■ **PROBLEM REQUIREMENTS**: Below are some entries; state how many of their lines contain the word "integration", with nothing else in the reply.
***** DATASET *****
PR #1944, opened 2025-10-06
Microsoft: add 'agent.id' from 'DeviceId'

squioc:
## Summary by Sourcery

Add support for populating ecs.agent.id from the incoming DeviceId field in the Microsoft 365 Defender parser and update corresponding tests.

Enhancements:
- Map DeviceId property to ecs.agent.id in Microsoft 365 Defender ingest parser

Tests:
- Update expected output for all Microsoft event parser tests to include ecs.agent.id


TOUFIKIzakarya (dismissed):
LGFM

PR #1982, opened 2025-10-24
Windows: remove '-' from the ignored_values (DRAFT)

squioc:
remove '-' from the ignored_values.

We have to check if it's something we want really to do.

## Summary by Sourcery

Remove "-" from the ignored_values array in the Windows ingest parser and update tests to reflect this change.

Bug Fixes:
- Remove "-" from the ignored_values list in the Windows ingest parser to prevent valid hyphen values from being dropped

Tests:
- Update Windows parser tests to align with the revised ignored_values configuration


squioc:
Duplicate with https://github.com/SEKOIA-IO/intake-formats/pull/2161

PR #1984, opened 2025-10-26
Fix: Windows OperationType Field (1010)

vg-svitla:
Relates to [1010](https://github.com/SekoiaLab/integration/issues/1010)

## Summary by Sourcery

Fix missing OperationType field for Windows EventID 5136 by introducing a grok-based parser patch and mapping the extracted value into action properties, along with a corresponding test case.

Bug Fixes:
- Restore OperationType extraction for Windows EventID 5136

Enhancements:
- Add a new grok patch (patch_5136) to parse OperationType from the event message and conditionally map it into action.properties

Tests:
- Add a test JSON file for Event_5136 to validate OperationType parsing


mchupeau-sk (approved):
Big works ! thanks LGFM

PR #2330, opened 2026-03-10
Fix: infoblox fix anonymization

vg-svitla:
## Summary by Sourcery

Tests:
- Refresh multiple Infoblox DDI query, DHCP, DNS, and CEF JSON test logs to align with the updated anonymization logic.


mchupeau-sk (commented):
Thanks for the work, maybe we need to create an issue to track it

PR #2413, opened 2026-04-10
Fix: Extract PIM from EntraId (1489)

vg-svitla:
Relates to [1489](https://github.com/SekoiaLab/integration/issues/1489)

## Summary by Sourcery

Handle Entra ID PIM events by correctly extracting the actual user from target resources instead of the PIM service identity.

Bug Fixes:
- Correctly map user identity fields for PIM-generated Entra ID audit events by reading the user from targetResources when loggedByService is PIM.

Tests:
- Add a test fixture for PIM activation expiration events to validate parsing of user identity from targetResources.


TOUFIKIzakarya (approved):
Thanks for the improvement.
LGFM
*****
■ **OUTPUT**: 2